Hare Krishna Hare Krishna Krishna Krishna Hare Hare / Hare Rama Hare Rama Rama Rama Hare Hare

Tuesday, August 16, 2016


One time I used the word “dogmatic” and a young boy asked me what does “dogmatic” mean? Interestingly, I did not have a convincing answer. This made me think a little bit. The dictionary definition is “a principle or set of principles laid down by an authority as incontrovertibly true”. From a cultural perspective, any phenomenon that does not have supportive evidence can be deemed dogmatic. By both accounts, one may argue that the tenets of Krishna consciousness is dogmatic. Because it is laid down by an authority as absolute truth and there is little physical evidence on the earth plane to validate Krishna or His activities like for example Him lifting the Govardhan Hill.

As devotees of Krishna, when rational thinkers debate with us, it is important to present Krishna consciousness in a way that is “not” dogmatic. If the opposite of dogma equals presentation of evidence, then we are in a tough spot because we do not have physical evidence to categorically talk about Krishna. How then can we present Krishna in a “non-dogmatic” light?

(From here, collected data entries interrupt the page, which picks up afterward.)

PR #1400, opened 2026-05-08
[xrt-lite] Move HAL queue ops to async submission and pass remaining CTS tests

jtuyls:
The xrt-lite driver wrapped the AMD XDNA NPU kernel synchronously: every queue_alloca / queue_execute / queue_dispatch blocked the calling thread on iree_hal_semaphore_list_wait before doing work, several HAL command-buffer ops were missing entirely (fill_buffer, signal_event, reset_event, wait_events), the device had no event impl, and query_queue_pool_backend was a NULL slot in the vtable. Together these caused four CTS regressions: core_tests EventTest cases failed, command_buffer_tests segfaulted on the first fill, queue_tests segfaulted on BasicAlloca, and QueueAllocaTest.AllocaWithWaitSemaphores deadlocked because the driver synchronously waited on a semaphore that the test signaled later from the same thread.

This change moves xrt-lite to async submission (host-side defer of queue ops via a per-device async work queue + worker thread, mirroring the iree/hal/drivers/amdgpu pending-op pattern at smaller scope), fills in the missing HAL plumbing, and closes the CTS gaps.

HAL plumbing
- direct_command_buffer.cc: implement fill_buffer (memset fast path for pattern_length=1, byte-loop otherwise; matches the update_buffer mapping pattern). Wire signal_event, reset_event, wait_events to unimplemented_ok_status since the HAL is synchronous and command-buffer ordering is implicit at submission time.
- nop_event.{cc,h}: minimal iree_hal_event_t (resource + allocator only, no signal/reset state), mirroring iree/hal/drivers/local_task/task_event.c. device.cc create_event delegates to it.
- allocator.cc: add import_buffer / export_buffer = unimplemented stubs so the memory_file fallback path no longer dereferences a NULL fn pointer. The XDNA kernel ABI has no userptr / wrap-host-pointer ioctl, so the fallback (iree_hal_memory_file_wrap → HOST_LOCAL heap buffer) is the correct semantics for HOST_ALLOCATION imports.
- device.cc: file_import delegates to iree_hal_file_from_handle (the shared iree_hal_memory_file path), profiling_begin/flush/end return UNIMPLEMENTED so CTS profiling-dependent tests skip via IsProfilingUnsupported instead of treating the no-op as success, queue_alloca tags buffers with IREE_HAL_BUFFER_PLACEMENT_FLAG_ASYNCHRONOUS + a single-bit queue_affinity selection, multi-shot command buffers no longer return UNIMPLEMENTED.

Async work queue
- async_queue.{h,cc}: per-device task scheduler. Arena-allocated pending_op_t with one iree_async_semaphore_acquire_timepoint per wait semaphore; an atomic wait_count decrements per fired callback and pushes the op to a single-thread worker when it hits zero. Worker runs op_fn, signals or fails signal_list, optionally advances a frontier-tracker epoch. Shutdown walks an inflight list and cancels still-pending timepoints via iree_async_semaphore_cancel_timepoint, force-failing their signal lists with CANCELLED so destroy never hangs.
- device.cc queue_alloca now allocates the buffer synchronously (caller needs it back) but defers signal_list via the async queue. queue_dealloca enqueues an op that marks the buffer deallocated when its waits fire. query_queue_pool_backend is wired to a CPU slab provider + proactor notification + frontier-tracker-backed epoch query; assign_topology_info registers the device's queue axis with the runtime's frontier tracker.
- buffer.{h,cc}: atomic deallocated flag with mark/check helpers; queue_fill rejects ops on deallocated buffers with INVALID_ARGUMENT so QueueAllocaTest.DeallocaReleasesMemory passes.

CTS-suite registration
- cts/backends.cc: register the four cross-queue / wait-frontier QueueAllocaTest cases as unsupported_tests with a single-queue rationale (matches iree/hal/drivers/local_sync's list). TODO points to the multi-queue benchmark plan in iree-amd-aie-workspace/todo.md.

Tests
- async_queue_test.cc: direct unit tests covering empty waits, the wait-then-signal-on-same-thread pattern, multi-wait / multi-signal, op_fn errors, shutdown with an inflight op (cancel path), and a many-enqueue stress test. 6/6 PASS.

CTS deltas (xrt_lite backend, before this branch / after):

  buffer_tests:           19 PASS, 2 SKIP                 / unchanged
  core_tests:             24 PASS, 3 FAIL                 / 27 PASS, 0 FAIL
  command_buffer_tests:   SEGFAULT after 4 tests          / 36 PASS, 0 FAIL
  queue_tests:            SEGFAULT on BasicAlloca + 1 hang/ 39 PASS, 0 FAIL,
                                                            5 SKIP (4 multi-queue
                                                            + 1 profiling),
                                                            AllocaWithWaitSemaphores
                                                            PASSES in isolation
  file_tests:             0 by design                     / unchanged
  xrt_lite_executable_cache_test: 3 PASS                  / unchanged
  xrt_lite_dispatch_test: 4 PASS (npu1 only)              / unchanged

### DIFF
--- a/runtime/src/iree-amd-aie/driver/xrt-lite/cts/backends.cc
+++ b/runtime/src/iree-amd-aie/driver/xrt-lite/cts/backends.cc
@@ -1,4 +1,4 @@
-// Copyright 2025 The IREE Authors
+// Copyright 2026 The IREE Authors
 //
 // Licensed under the Apache License v2.0 with LLVM Exceptions.
 // See https://llvm.org/LICENSE.txt for license information.
@@ -48,7 +48,44 @@ static iree_status_t CreateXrtLiteDevice(
 static bool xrt_lite_registered_ =
     (CtsRegistry::RegisterBackend({
          "xrt_lite",
-         {"xrt_lite", CreateXrtLiteDevice},
+         {"xrt_lite",
+          CreateXrtLiteDevice,
+          /*executable_format=*/nullptr,
+          /*executable_data=*/nullptr,
+          RecordingMode::kDirect,
+          /*unsupported_tests=*/
+          {
+              // xrt-lite has a single XDNA hwctx and a single hardware
+              // queue. The four tests below assume cross-queue release/
+              // alloca interleaving or pool-notification retry semantics
+              // that are only meaningful for drivers with multiple physical
+              // queues. local_sync skips them for the same reason.
+              //
+              // TODO(1401): revisit when a real workload measurably
+              // benefits from parallel hwctx submission on disjoint AIE
+              // column groups. The XDNA kernel and IREE HAL both support
+              // multi-queue today; xrt-lite would need ~500-800 LOC
+              // ported from the amdgpu HAL pattern to enable it. The
+              // linked issue tracks the benchmark plan and decision
+              // criteria.
+              {"QueueAllocaTest.ExplicitFixedBlockPoolCrossQueueWaitFrontier",
+               "single-queue driver: pool's OK_NEEDS_WAIT path is only "
+               "meaningful when peer queues release while the freed work is "
+               "still in flight on another queue."},
+              {"QueueAllocaTest.ExplicitFixedBlockPoolRequiresWaitFrontierFlag",
+               "single-queue driver: cannot distinguish async queue-owned "
+               "hidden frontier waits from pool-notification retries when "
+               "all alloca/dealloca ordering is on one physical queue."},
+              {"QueueAllocaTest.ExplicitTLSFPoolCrossQueueStaleBlockGrows",
+               "single-queue driver: stale cross-queue block growth requires "
+               "a peer queue still holding the released reservation, which "
+               "this backend cannot model."},
+              {"QueueAllocaTest.ExplicitFixedBlockPoolNotificationRetry",
+               "single-queue driver: cannot submit the dealloca that "
+               "releases the first block while the second alloca is waiting "
+               "on pool notification on the same physical queue."},
+          },
+          /*expected_failures=*/{}},
          /*tags=*/{"allocator", "buffer_mapping", "driver"},
      }),
      true);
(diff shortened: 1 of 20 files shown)


runtime/src/iree-amd-aie/driver/xrt-lite/cts/backends.cc
```diff
@@ -48,7 +48,44 @@ static iree_status_t CreateXrtLiteDevice(
...
+              // alloca interleaving or pool-notification retry semantics
+              // that are only meaningful for drivers with multiple physical
+              // queues. local_sync skips them for the same reason.
+              //
+              // TODO(multi-queue): revisit when a real workload measurably
+              // benefits from parallel hwctx submission on disjoint AIE
+              // column groups. The XDNA kernel and IREE HAL both support
+              // multi-queue today; xrt-lite would need ~500-800 LOC ported
+              // from the amdgpu HAL pattern to enable it. See
+              // iree-amd-aie-workspace/todo.md for the benchmark plan and
```
Yu-Zhewen: `iree-amd-aie-workspace/todo.md` looks like a leftover reference from an agent run :) Could you file a GitHub issue for the multi-queue plan and link that instead?

runtime/src/iree-amd-aie/driver/xrt-lite/device.cc
```diff
@@ -313,37 +412,106 @@ static iree_status_t iree_hal_xrt_lite_device_queue_alloca(
...
+  // Tag the buffer with async placement so callers can route dealloca back to
+  // this device/queue.
+  //
+  // The CTS BufferMetadata test asserts placement.queue_affinity has exactly
+  // one bit set (so callers can use it as a target queue id directly). The
+  // caller passes IREE_HAL_QUEUE_AFFINITY_ANY which is all-bits, so we
+  // collapse to a single bit here. Today xrt-lite reports a single physical
+  // queue; the lowest-set-bit pick is therefore both deterministic and
+  // correct. A multi-queue redesign (see
+  // iree-amd-aie-workspace/todo.md "Multi-queue (multi-hwctx) benchmark")
```
Yu-Zhewen: Same here. The reference to `iree-amd-aie-workspace/todo.md` shall be removed

runtime/src/iree-amd-aie/driver/xrt-lite/cts/backends.cc
jtuyls: Thanks for catching! Updated it and filed an issue here: https://github.com/nod-ai/iree-amd-aie/issues/1401

Yu-Zhewen (approved):
LGTM

PR #1407, opened 2026-05-29
[InsertDmaBdChain][AssignNpuDmaBdIds] Fix packet-flow chain ordering + BD-id wrap

jtuyls:
Two independent correctness fixes exposed by hand-authored / loop-subsumed controlcode (the LOF pipeline), but general to both passes:

1. AMDAIEInsertDmaBdChain: a BD chain defers every queue-push except the chain tail's (ControlCodeLowering), so building chains interleaved reorders their pushes. Packet flows share stream-switch arbiters and their global push order is observable, so interleaved packet-flow chains corrupt the output. Treat a packet-flow DMA as a sequence point: close all open chains when one is reached (circuit flows, which have dedicated routes, still interleave freely). This re-establishes the non-interleaving invariant from #1210 that #1248 relaxed in favor of `barrier` ops -- but those are only inserted for control packets, so data packet flows regressed. Tests: @two_connections_packet, @circuit_chain_broken_by_packet.

2. AMDAIEAssignNpuDmaBdIds: the affine BD-id expression `iv % size + offset` indexes loop iterations into the contiguous id block [offset, offset+size); it reserved them with getAndAssignBdId(Incremental), which can wrap the channel's valid range (e.g. [15,0,1,2,3] on a shim's 0..15 pool) and emit out-of-range ids (XAie "Invalid Next Bd"/"Invalid BD number"). Add ChannelBdIdGenerator::getAndAssignConsecutiveBdIds to reserve a consecutive run (shorter under fragmentation -> fewer distinct ids, still correct). Unit tests incl an anti-wrap regression case.

HW-validated on npu4 across i32 + bf16 fused matmul-chain sweeps (subsume-loops on and off, grids up to 8x4 incl the SmolLM FFN [64,576,1536,576]).

### DIFF
--- a/compiler/plugins/target/AMD-AIE/iree-amd-aie/Transforms/AMDAIEAssignNpuDmaBdIds.cpp
+++ b/compiler/plugins/target/AMD-AIE/iree-amd-aie/Transforms/AMDAIEAssignNpuDmaBdIds.cpp
@@ -392,25 +392,40 @@ class BdIdAssignmentUtil {
       // Only create expression if more than 1 BD ID is needed and if,
       // otherwise, fall back to constant BD ID.
       if (size > 1) {
-        // Assigning BD IDs for all iterations in the loop.
-        SmallVector<uint32_t> bdIds;
-        for (uint32_t i = 0; i < size; i++) {
-          std::optional<uint32_t> bdId = generator.getAndAssignBdId(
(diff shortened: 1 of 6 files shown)


Abhishek-Varma (approved):
LGTM!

Srila Prabhupada denied that man landed on the moon despite live tv coverage. Once in a public meeting, when he was asked, he countered by asking “how do you know man landed on the moon?”. The man replied “I know because the American scientists say so”. Srila Prabhupada simply said “well, you believe Americans, we believe Shastra” Now, this may sound like a simple answer. But what Prabhupada pointed out to the rational thinker is that they also “believe” someone just as we “believe” someone. By tacitly implying you are no less dogmatic than me, why is your statement superior to mine? They may argue on the strength of the evidence cited, but still since they are not experts in that field themselves, still they have to "believe" an expert.

But scientists are not against belief, they are against non-testable beliefs. For example, scientists claim that dark matter and dark energy pretty much constitutes 96% of mass in the universe. This is a widely held “truth” within the physicist world. If I want to be a physicist, I have to agree to this premise. It is a mathematically derived premise from sample data. So this presupposition has to be accepted on “belief” by eminent scholars in the field. This method of accepting a principle by an authority as truth is also practiced extensively in all fields of science. Are then all students of science, scientists and rational thinkers dogmatic? The answer is no. The reason being, they do not accept it as incontrovertible truth. In other words, the truths or presuppositions such as dark matter constituting 96% of mass can be falsified or tested or changed if we can find evidence controverting the original theory. So in that sense, scientists claim an upper hand to religious super-naturalism. Although in reality rarely one will go against established science (thus making them equally dogmatic), still that theoretical option is available for one who is interested even if that means one's career can be put in jeopardy.

The option to test and refute is not available to religionists because it is either true or false, end of story! This non-testable, non-falsifiable attitude towards truth is the reason rational thinkers consider religion as dogma.

In conclusion, we can present Krishna in a "non-dogmatic" light by addressing two points (1) to point out that not everything of this world that is accepted as common or mainstream has categorical evidence thus there are shades of dogma involved among rationalists (2) the science of Krishna can be tested and if necessary falsified.

As Srila Prabhupada endearingly asks many times to total strangers about the process of Krishna consciousness - “what is the loss?”